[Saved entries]
____
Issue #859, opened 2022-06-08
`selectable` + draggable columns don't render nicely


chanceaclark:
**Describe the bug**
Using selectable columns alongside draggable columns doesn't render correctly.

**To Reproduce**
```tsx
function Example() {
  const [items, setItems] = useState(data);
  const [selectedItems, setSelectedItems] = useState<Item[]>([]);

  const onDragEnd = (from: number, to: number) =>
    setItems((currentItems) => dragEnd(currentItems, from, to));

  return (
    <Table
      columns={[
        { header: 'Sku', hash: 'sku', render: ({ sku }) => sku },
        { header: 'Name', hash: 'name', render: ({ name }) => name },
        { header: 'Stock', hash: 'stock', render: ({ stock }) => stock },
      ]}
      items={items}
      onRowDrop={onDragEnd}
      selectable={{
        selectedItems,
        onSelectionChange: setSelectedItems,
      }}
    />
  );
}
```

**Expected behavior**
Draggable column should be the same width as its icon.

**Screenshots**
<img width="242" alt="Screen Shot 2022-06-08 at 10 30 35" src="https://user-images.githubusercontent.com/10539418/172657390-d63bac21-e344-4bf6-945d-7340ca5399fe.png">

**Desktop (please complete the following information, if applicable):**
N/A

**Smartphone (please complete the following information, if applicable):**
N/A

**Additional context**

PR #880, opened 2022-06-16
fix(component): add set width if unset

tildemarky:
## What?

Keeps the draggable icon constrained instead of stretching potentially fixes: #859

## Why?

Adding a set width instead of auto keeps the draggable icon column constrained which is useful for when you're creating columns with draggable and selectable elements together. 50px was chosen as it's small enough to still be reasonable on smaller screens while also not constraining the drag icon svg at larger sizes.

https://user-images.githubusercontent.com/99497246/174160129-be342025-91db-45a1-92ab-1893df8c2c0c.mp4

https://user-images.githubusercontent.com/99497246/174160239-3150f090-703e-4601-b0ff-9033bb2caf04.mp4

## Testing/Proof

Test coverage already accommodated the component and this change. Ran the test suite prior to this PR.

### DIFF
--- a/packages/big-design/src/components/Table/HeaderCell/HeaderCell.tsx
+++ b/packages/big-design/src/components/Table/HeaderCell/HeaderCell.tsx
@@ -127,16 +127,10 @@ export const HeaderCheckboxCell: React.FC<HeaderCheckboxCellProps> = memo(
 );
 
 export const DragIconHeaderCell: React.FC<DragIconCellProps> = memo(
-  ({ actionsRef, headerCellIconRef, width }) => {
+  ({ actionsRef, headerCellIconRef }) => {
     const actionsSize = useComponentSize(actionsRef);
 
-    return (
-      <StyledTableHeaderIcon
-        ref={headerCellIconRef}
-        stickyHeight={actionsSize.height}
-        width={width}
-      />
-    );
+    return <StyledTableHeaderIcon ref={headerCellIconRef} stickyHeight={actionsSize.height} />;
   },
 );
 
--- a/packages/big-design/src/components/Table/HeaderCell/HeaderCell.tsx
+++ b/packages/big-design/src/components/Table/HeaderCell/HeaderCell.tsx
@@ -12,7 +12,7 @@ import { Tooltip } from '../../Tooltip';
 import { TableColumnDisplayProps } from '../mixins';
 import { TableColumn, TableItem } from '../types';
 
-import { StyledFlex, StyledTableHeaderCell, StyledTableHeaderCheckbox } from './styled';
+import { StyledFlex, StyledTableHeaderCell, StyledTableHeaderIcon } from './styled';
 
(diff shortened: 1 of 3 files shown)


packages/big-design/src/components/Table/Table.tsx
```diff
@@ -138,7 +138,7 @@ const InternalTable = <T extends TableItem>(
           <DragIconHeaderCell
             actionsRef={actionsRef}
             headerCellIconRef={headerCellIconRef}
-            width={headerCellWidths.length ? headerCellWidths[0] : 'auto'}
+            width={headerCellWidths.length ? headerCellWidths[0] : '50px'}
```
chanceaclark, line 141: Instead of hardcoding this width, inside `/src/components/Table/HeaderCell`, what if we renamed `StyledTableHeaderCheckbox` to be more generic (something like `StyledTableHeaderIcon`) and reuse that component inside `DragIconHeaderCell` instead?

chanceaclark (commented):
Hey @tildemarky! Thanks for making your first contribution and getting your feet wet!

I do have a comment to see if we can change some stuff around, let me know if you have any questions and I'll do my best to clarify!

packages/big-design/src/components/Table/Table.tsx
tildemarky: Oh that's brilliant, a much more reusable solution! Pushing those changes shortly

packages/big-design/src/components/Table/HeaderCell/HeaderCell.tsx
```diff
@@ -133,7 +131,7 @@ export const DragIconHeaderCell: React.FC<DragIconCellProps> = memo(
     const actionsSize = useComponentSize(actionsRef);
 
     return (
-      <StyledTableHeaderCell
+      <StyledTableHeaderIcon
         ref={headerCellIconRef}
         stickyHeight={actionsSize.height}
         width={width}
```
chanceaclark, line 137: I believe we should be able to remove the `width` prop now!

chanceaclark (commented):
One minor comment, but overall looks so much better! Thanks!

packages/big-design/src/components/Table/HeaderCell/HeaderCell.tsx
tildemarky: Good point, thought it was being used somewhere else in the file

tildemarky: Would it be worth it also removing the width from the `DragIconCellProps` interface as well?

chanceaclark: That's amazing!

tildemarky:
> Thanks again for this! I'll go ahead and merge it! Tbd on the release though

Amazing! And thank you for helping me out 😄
____
Problem requirements: An exact copy of every entry is what's needed, so retype them all.

Exercise answer:
Issue #859, opened 2022-06-08
`selectable` + draggable columns don't render nicely


chanceaclark:
**Describe the bug**
Using selectable columns alongside draggable columns doesn't render correctly.

**To Reproduce**
```tsx
function Example() {
  const [items, setItems] = useState(data);
  const [selectedItems, setSelectedItems] = useState<Item[]>([]);

  const onDragEnd = (from: number, to: number) =>
    setItems((currentItems) => dragEnd(currentItems, from, to));

  return (
    <Table
      columns={[
        { header: 'Sku', hash: 'sku', render: ({ sku }) => sku },
        { header: 'Name', hash: 'name', render: ({ name }) => name },
        { header: 'Stock', hash: 'stock', render: ({ stock }) => stock },
      ]}
      items={items}
      onRowDrop={onDragEnd}
      selectable={{
        selectedItems,
        onSelectionChange: setSelectedItems,
      }}
    />
  );
}
```

**Expected behavior**
Draggable column should be the same width as its icon.

**Screenshots**
<img width="242" alt="Screen Shot 2022-06-08 at 10 30 35" src="https://user-images.githubusercontent.com/10539418/172657390-d63bac21-e344-4bf6-945d-7340ca5399fe.png">

**Desktop (please complete the following information, if applicable):**
N/A

**Smartphone (please complete the following information, if applicable):**
N/A

**Additional context**

PR #880, opened 2022-06-16
fix(component): add set width if unset

tildemarky:
## What?

Keeps the draggable icon constrained instead of stretching potentially fixes: #859

## Why?

Adding a set width instead of auto keeps the draggable icon column constrained which is useful for when you're creating columns with draggable and selectable elements together. 50px was chosen as it's small enough to still be reasonable on smaller screens while also not constraining the drag icon svg at larger sizes.

https://user-images.githubusercontent.com/99497246/174160129-be342025-91db-45a1-92ab-1893df8c2c0c.mp4

https://user-images.githubusercontent.com/99497246/174160239-3150f090-703e-4601-b0ff-9033bb2caf04.mp4

## Testing/Proof

Test coverage already accommodated the component and this change. Ran the test suite prior to this PR.

### DIFF
--- a/packages/big-design/src/components/Table/HeaderCell/HeaderCell.tsx
+++ b/packages/big-design/src/components/Table/HeaderCell/HeaderCell.tsx
@@ -127,16 +127,10 @@ export const HeaderCheckboxCell: React.FC<HeaderCheckboxCellProps> = memo(
 );
 
 export const DragIconHeaderCell: React.FC<DragIconCellProps> = memo(
-  ({ actionsRef, headerCellIconRef, width }) => {
+  ({ actionsRef, headerCellIconRef }) => {
     const actionsSize = useComponentSize(actionsRef);
 
-    return (
-      <StyledTableHeaderIcon
-        ref={headerCellIconRef}
-        stickyHeight={actionsSize.height}
-        width={width}
-      />
-    );
+    return <StyledTableHeaderIcon ref={headerCellIconRef} stickyHeight={actionsSize.height} />;
   },
 );
 
--- a/packages/big-design/src/components/Table/HeaderCell/HeaderCell.tsx
+++ b/packages/big-design/src/components/Table/HeaderCell/HeaderCell.tsx
@@ -12,7 +12,7 @@ import { Tooltip } from '../../Tooltip';
 import { TableColumnDisplayProps } from '../mixins';
 import { TableColumn, TableItem } from '../types';
 
-import { StyledFlex, StyledTableHeaderCell, StyledTableHeaderCheckbox } from './styled';
+import { StyledFlex, StyledTableHeaderCell, StyledTableHeaderIcon } from './styled';
 
(diff shortened: 1 of 3 files shown)


packages/big-design/src/components/Table/Table.tsx
```diff
@@ -138,7 +138,7 @@ const InternalTable = <T extends TableItem>(
           <DragIconHeaderCell
             actionsRef={actionsRef}
             headerCellIconRef={headerCellIconRef}
-            width={headerCellWidths.length ? headerCellWidths[0] : 'auto'}
+            width={headerCellWidths.length ? headerCellWidths[0] : '50px'}
```
chanceaclark, line 141: Instead of hardcoding this width, inside `/src/components/Table/HeaderCell`, what if we renamed `StyledTableHeaderCheckbox` to be more generic (something like `StyledTableHeaderIcon`) and reuse that component inside `DragIconHeaderCell` instead?

chanceaclark (commented):
Hey @tildemarky! Thanks for making your first contribution and getting your feet wet!

I do have a comment to see if we can change some stuff around, let me know if you have any questions and I'll do my best to clarify!

packages/big-design/src/components/Table/Table.tsx
tildemarky: Oh that's brilliant, a much more reusable solution! Pushing those changes shortly

packages/big-design/src/components/Table/HeaderCell/HeaderCell.tsx
```diff
@@ -133,7 +131,7 @@ export const DragIconHeaderCell: React.FC<DragIconCellProps> = memo(
     const actionsSize = useComponentSize(actionsRef);
 
     return (
-      <StyledTableHeaderCell
+      <StyledTableHeaderIcon
         ref={headerCellIconRef}
         stickyHeight={actionsSize.height}
         width={width}
```
chanceaclark, line 137: I believe we should be able to remove the `width` prop now!

chanceaclark (commented):
One minor comment, but overall looks so much better! Thanks!

packages/big-design/src/components/Table/HeaderCell/HeaderCell.tsx
tildemarky: Good point, thought it was being used somewhere else in the file

tildemarky: Would it be worth it also removing the width from the `DragIconCellProps` interface as well?

chanceaclark: That's amazing!

tildemarky:
> Thanks again for this! I'll go ahead and merge it! Tbd on the release though

Amazing! And thank you for helping me out 😄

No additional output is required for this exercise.